# My friends CD release at HardRock Boston



## justanotherparatrooper (Aug 27, 2006)

ON july 25th My friend is having a CD release party at HardRock In Boston.
She is coming up from Nashville with her Band and if you like Country/Rock she is worth seeing. Tickets are 10 bucks but the CD is included.You can here a few of her songs on Myspace.
Jenns Myspace
Jenn Bostic on MySpace Music - Free Streaming MP3s, Pictures & Music Downloads
website
Hey there, welcome to my website!
to get tickets

Order Tickets


----------



## KozmoKramer (Apr 25, 2004)

LawMan3 said:


> She sounds pretty good JAP I'll have to see if I can make it out. It's always a good time at the hard rock!


I'll say.. And not exactly hard on the eyes either.. What a doll!
And she supports the troops, so even more reason to buy the CD...
I hope she has much success JAP.


----------



## justanotherparatrooper (Aug 27, 2006)

KozmoKramer said:


> I'll say.. And not exactly hard on the eyes either.. What a doll!
> And she supports the troops, so even more reason to buy the CD...
> I hope she has much success JAP.


Yeah, I guess she could be concidered pretty if you go for that whol 'looks' thing
She is very much a supporter of the troops.Ive known her 9 years and Jenn is genuine.
Some of her stuff is kinda bluesy but I like that too.Her show stuff is more southern rock.She and Digger Dawg have opened for Brooks & Dunn, Tobey Keith, Trace Adkins, Reba, Kenney Chesney,Jason Aldean, Brad Paisley and more. The smaller venues and bar shows are always packed.


----------



## mikey742 (Mar 4, 2005)

If I can get the night off I will be there. I'm always looking for shows to go to.


----------



## justanotherparatrooper (Aug 27, 2006)

I'll be easy to find, will be up there country dancin' with the pretty wimmins


----------



## Guest (Jun 24, 2009)

I'm in too !


----------



## justanotherparatrooper (Aug 27, 2006)

Just a heads up, they will be selling tickets at the door but only whats left from presale...Its likely to be sold out so get em early.


----------



## OfficerObie59 (Sep 14, 2007)

She's one to watch on the Nashville scene. She plays the commercial cards right, she'll be all over the major market country stations in short order.


----------



## adroitcuffs (Jun 3, 2006)

Wish I could go, but I'll be in the middle of my road trip to Canada!


----------



## mikey742 (Mar 4, 2005)

LawMan3 said:


> anyone here planning on going?


I am trying to get the night off.
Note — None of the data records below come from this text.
PR #905, opened 2016-11-22
auditor: oai_id fix and minor refactoring

krzysztof:

### DIFF
--- a/zenodo/modules/auditor/oai.py
+++ b/zenodo/modules/auditor/oai.py
@@ -28,7 +28,6 @@ from __future__ import absolute_import, print_function, unicode_literals
 
 from itertools import chain
 
-import sqlalchemy as sa
 from elasticsearch_dsl import Q
 from flask import current_app
 from invenio_cache import current_cache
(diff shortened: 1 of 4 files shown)


krzysztof:
@slint In the end I'm not fetching uuids but OAI-IDs.

zenodo/modules/auditor/oai.py
```diff
@@ -71,16 +69,18 @@ def _build_oai_sets_from_db(self):
...
-                cast(PersistentIdentifier.pid_value, sa.Integer),
+                PersistentIdentifier.pid_value,
                 RecordMetadata.json)
         )
 
-        for recid, record in record_oai_sets:
+        for oai_id, record in record_oai_sets:
             for s in record.get('_oai', {}).get('sets', []):
-                self.cache.sadd('{}:{}'.format(self.cache_prefix, s), recid)
+                oai_control_number = oai_id.split(':')[-1]
```
slint: One caution on this one that just came in mind: We have OAI IDs like `zenodo.org:123`, but also like `cern.ch:123`. Since we only keep the last part of the identifier (the integer part) if eg. an OAI set contains both `zenodo.org:123` and `cern.ch:123`, our calculated set will only contain one element (`set([1])`), so we might end up with wrong results.

lnielsen:
@krzysztof Can this one be closed? I think you fixed it some other way?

If I do then yes I will be there.


----------



## justanotherparatrooper (Aug 27, 2006)

BUMP, I have 4 extra tickets if anyone is interested,12.50 each...hope to see some on you there


----------



## mikey742 (Mar 4, 2005)

justanotherparatrooper said:


> BUMP, I have 4 extra tickets if anyone is interested,12.50 each...hope to see some on you there


Jap I am interested in one of those. Let me know how I can get one thanks


----------



## justanotherparatrooper (Aug 27, 2006)

Tickets are gone mike, sorry. There may still be some available online.. I'll post the link again.


----------



## 263FPD (Oct 29, 2004)

She sounds pretty good. Iam listening to her right now on youtube


----------



## justanotherparatrooper (Aug 27, 2006)

link for tickets
Order Tickets


----------



## L4G81 (Nov 12, 2006)

Couldn't find your fake ID...LM? Hahaha 



LawMan3 said:


> Unfortunately I can't make it. I just realized I have a prior commitment that evening. Maybe next time.


----------



## DoD102 (Sep 9, 2004)

Yup, good strong voice, nice sound. She's gonna go far.


----------



## justanotherparatrooper (Aug 27, 2006)

5 more days!hot damned


----------



## L4G81 (Nov 12, 2006)

I didn't eat your fake id sir.......just sayin. 



LawMan3 said:


> :fu2: EAT IT


----------



## Guest (Jul 21, 2009)

LawMan3 said:


> never had one, and will never need one losa


I had an awesome (for the time) fake ID, and I was 6 feet tall by the time I was 16, so I was a pretty popular guy as a teenager.


----------



## Guest (Jul 21, 2009)

Delta784 said:


> I had an awesome (for the time) fake ID, and I was 6 feet tall by the time I was 16, so I was a pretty popular guy as a teenager.


What happened ??????


----------



## L4G81 (Nov 12, 2006)

:L::L::L::L:


----------



## justanotherparatrooper (Aug 27, 2006)

Jenn is playing at the Sandbar in Taunton on Friday night.


----------



## StbbrnMedic (Nov 28, 2008)

Is Sat night sold out?? I tried to get tickets and it says Will Call.  We want to go!!!

BTW... I LOVE the Sandbar!!!


----------



## badgebunny (Aug 17, 2005)

JAP...how was the release party?


----------



## Guest (Jul 26, 2009)

Twas good BB. Thanks again JAP. Mikey it was a pleasure. Elle Fower, it was nice seeing you out again as well. There was even a RARE appearance of the INFAMOUS wgciv. hahahaha


----------



## justanotherparatrooper (Aug 27, 2006)

I had a great time there, I forgot how boring it can be if you dont dance.Jenn sounded amazing.It was really great to see my friends there, It was nice meeting you Mike.


----------



## L4G81 (Nov 12, 2006)

She has an amazing voice JAP! Glad we went.


----------